Ce dont nous instruit également l’article de David Robarge, c’est de l’émergence des premières théories du complot et de leur influence sur le cours même de l’enquête. Très rapidement après l’assassinat de Kennedy, les autorités furent soumises à l’urgence de répondre aux hypothèses complotistes qui n’ont pas manqué de proliférer, soit qu’elles apparussent spontanément dans l’opinion, soient qu’elles furent propagées par l’extrême-droite ou la propagande soviétique. Quelques jours après le 22 novembre 1963, seulement 29% des Américains pensaient qu’Oswald avait pu agir seul. Si, en plus, la CIA avait avoué au public les coups tordus dont elle était capable – sous le regard goguenard du KGB qui n’en a jamais fait moins en toute impunité –, non seulement l’Agence se serait mise en grande difficulté mais la Guerre froide aurait risqué de dangereusement se réchauffer.

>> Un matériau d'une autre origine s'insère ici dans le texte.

Issue #239, opened 2023-06-09
Implement sensitivity analysis preparation


dalonsoa:
VR depends on many parameters that, in isolation or collectively, define the evolution of the simulation. A sensitivity analysis will help to identify which parameters have more impact in the simulation, which ones result in small changes when vary, and which might be correlated with each other. 

This umbrella issue implements the necessary tooling and configuration files to create a collection of input files that can be run massively in parallel at Imperial's HPC using array jobs.

- [x] #240
- [x] #241
- [x] #242

davidorme:
I think the sensitivity analysis tool is likely to be widely used by end users and is going to be an important component of many of the end user stories we anticipate for `vr`. Not all of those end users are going to have access to an HPC (or alternatively the specific flavour of HPC we use, although differences there are likely cosmetic). I think we want to support SA runs on a personal computer (ideally allowing parallel runs on different cores) so I think we also need to provide an approach to batch run and compile SA runs on a local machine.

I think that also alters how we approach configuring the runs? If we're using array jobs on the HPC, then having a potentially large folder of config files and then just chunking them into array job sized blocks and then looping over a set of inputs to `vr_run` makes sense. If this is something running on a personal computer, I worry about the sea of largely identical TOML files - which could get very large if more than one parameter is varying and we need combinations.

Could we have a `SensitivityAnalysisManager`, with methods to:
* `ingest` the SA input file and work out a list of different permutations of the varying parameters.
* outputs the permutation list as TOML, optionally divided into `n` chunks.

Then we have a `SensitivityAnalysisRunner`, which takes a broader config file and a (possibly divided) permutation list and runs `vr`, overwriting the broader config with each setting in the permutation list in turn.

This still works with the HPC - we can `divide` into job array chunks and then parallelise those chunks, but it also provides a framework to run locally. We could potentially then add a `parallelise` method to `SensitivityAnalysisRunner` which passes jobs to different cores?

dalonsoa:
The actual implementation is something we will need to consider, but I agree that running a SA in the perfectly capable, multicore computers we all have is a perfectly sensible use case. We can certainly implement something that can serve both of them.

About the `the sea of largely identical TOML files`, I feel that's the least of your problems: if you are running a sensitivity analysis with many permutations in your laptop, the killing factor is going to be the collection of output data that will be produced. The TOML files can be discarded after using them, as you suggest, but the output files will need to stay, and that might represent a barrier.

[...]

PR #267, opened 2023-07-31
Allow setting params with command-line arguments

### LINKED ISSUE #266: `vr_run`: Allow for setting parameter values from command line
The idea for this is to be able to allow users to set values from single parameters in addition to the values provided via config files, e.g.:

```sh
vr_run --param hydrology.initial_soil_moisture=0.3 --param some.other.parameter=4 dummy_data/
```

This would be particularly useful for #239. Currently, the only way to pass parameters into `vr_run` is via one or more config files and if you're attempting to do a parameter sweep, this will mean generating a whole bunch of input files. Having these extra files lying around isn't such a big deal (though it is a somewhat inelegant solution), but having to generate them before being able to invoke `vr_run` means having another step in the SA pipeline, which makes things more complex.

My suggestion is that the user specifies a value via the command line that is already set in a config file, then we should raise an error, i.e. this shouldn't be a mechanism for overriding existing config values.

The implementation of this should be fairly simple, because you can parse strings with `tomllib` directly, e.g.:

```
>>> tomllib.loads("hydrology.initial_soil_moisture=0.3")
{'hydrology': {'initial_soil_moisture': 0.3}}
```

alexdewar:
# Description

This PR adds the option to set additional parameters when invoking `vr_run` by using command-line arguments, without having to create additional config files.

For example, it allows you to do something like this:

```sh
vr_run --param hydrology.initial_soil_moisture=0.2 --param some.other.param=value dummy_data/
```

The main motivation for this is that I want to be able to invoke `vr_run` in parallel with different parameters as part of my work on the SA (see #239). While that is currently possible, it requires generating config files as an intermediate step, which makes the process substantially more complex.

Closes #266.

## Type of change

## Key checklist

## Further checks

### DIFF
--- a/virtual_rainforest/core/config.py
+++ b/virtual_rainforest/core/config.py
@@ -298,7 +298,7 @@ class Config(dict):
     Args:
         cfg_paths: A string, Path or list of strings or Paths giving configuration
             file or directory paths.
-        extra_params: Extra parameters provided by the user.
+        override_params: Extra parameters provided by the user.
         auto: flag to turn off automatic validation.
 
     """
@@ -306,7 +306,7 @@ class Config(dict):
     def __init__(
         self,
         cfg_paths: Union[str, Path, list[Union[str, Path]]],
-        extra_params: list[dict[str, Any]] = [],
+        override_params: dict[str, Any] = {},
         auto: bool = True,
     ) -> None:
         # Standardise cfg_paths to list of Paths
@@ -316,8 +316,6 @@ class Config(dict):
             self.cfg_paths = [Path(p) for p in cfg_paths]
 
         # Define custom attributes
-        self.extra_params = deepcopy(extra_params)
-        """A list of dictionaries of extra parameters supplied by the user."""
         self.toml_files: list[Path] = []
         """A list of TOML file paths resolved from the initial config paths."""
         self.toml_contents: dict[Path, dict] = {}
@@ -336,6 +334,7 @@ class Config(dict):
             self.resolve_config_paths()
             self.load_config_toml()
             self.build_config()
+            self.override_config(override_params)
             self.build_schema()
             self.validate_config()
 
@@ -438,7 +437,7 @@ class Config(dict):
         """
 
         # Get the config dictionaries
-        input_dicts = list(self.toml_contents.values()) + self.extra_params
+        input_dicts = list(self.toml_contents.values())
 
         if len(input_dicts) == 0:
             # No input dicts, Config dict is empty
@@ -601,3 +600,23 @@ class Config(dict):
         with open(outfile, "wb") as toml_file:
             tomli_w.dump(self, toml_file)
         LOGGER.info("Saving config to: %s", outfile)
+
+    def override_config(self, override_params: dict[str, Any]) -> None:
+        """Override any parameters desired.
+
+        Args:
+            override_params: Extra parameter settings
+        Raises:
+            ValidationError: if an invalid value is provided for any configuration
+                             settings.
+        """
+        updated, conflicts = config_merge(self, override_params, conflicts=tuple())
+
+        # Conflicts are not errors as we want users to be able to override parameters
+        if conflicts:
+            LOGGER.info(
+                "The following parameter values were overridden: "
+                + ", ".join(conflicts)
+            )
+
+        self.update(updated)
--- a/virtual_rainforest/core/config.py
+++ b/virtual_rainforest/core/config.py
@@ -606,9 +606,6 @@ class Config(dict):
 
         Args:
             override_params: Extra parameter settings
-        Raises:
-            ValidationError: if an invalid value is provided for any configuration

Il n’empêche, comme le constate David Robarge dans son texte : loin d’éteindre tous les feux des théories complotistes, les cachotteries de la CIA ont plutôt contribué à en allumer d’autres.

Mais c’est aussi le cas quand la CIA fait preuve de transparence. Car pour résumer, qu’avons-nous ici ?

1/ Un document déclassifié du journal interne de la CIA qui exonère l’Agence de toute implication dans l’assassinat de JFK et montre ses hésitations dans les débats internes mais aussi son manque de preuves sur l’implication de puissances étrangères comme l’URSS ou Cuba. L’article souligne que le directeur de la CIA de l’époque pensait que, selon toute vraisemblance, Lee Harvey Oswald avait agi seul – c’est aussi vrai de ses successeurs à la tête des services de renseignements américains.

2/ Un journaliste, Philip Shenon, qui préfère braquer les projecteurs sur les mensonges par omission du directeur de la CIA à la Commission Warren plutôt que sur les autres dimensions d’un texte qui ne corrobore, à aucun moment, l’implication active des services secrets cubains et qui en démonte même certaines rumeurs.

3/ Une complosphère qui se délecte du titre de l’article de Shenon, ne prend pas la peine de lire l’article de Robarge, et en conclut illico que, puisque la CIA a menti par omission, c’est qu’elle a quelque chose à cacher et qu’elle est donc sûrement derrière l’assassinat de JFK.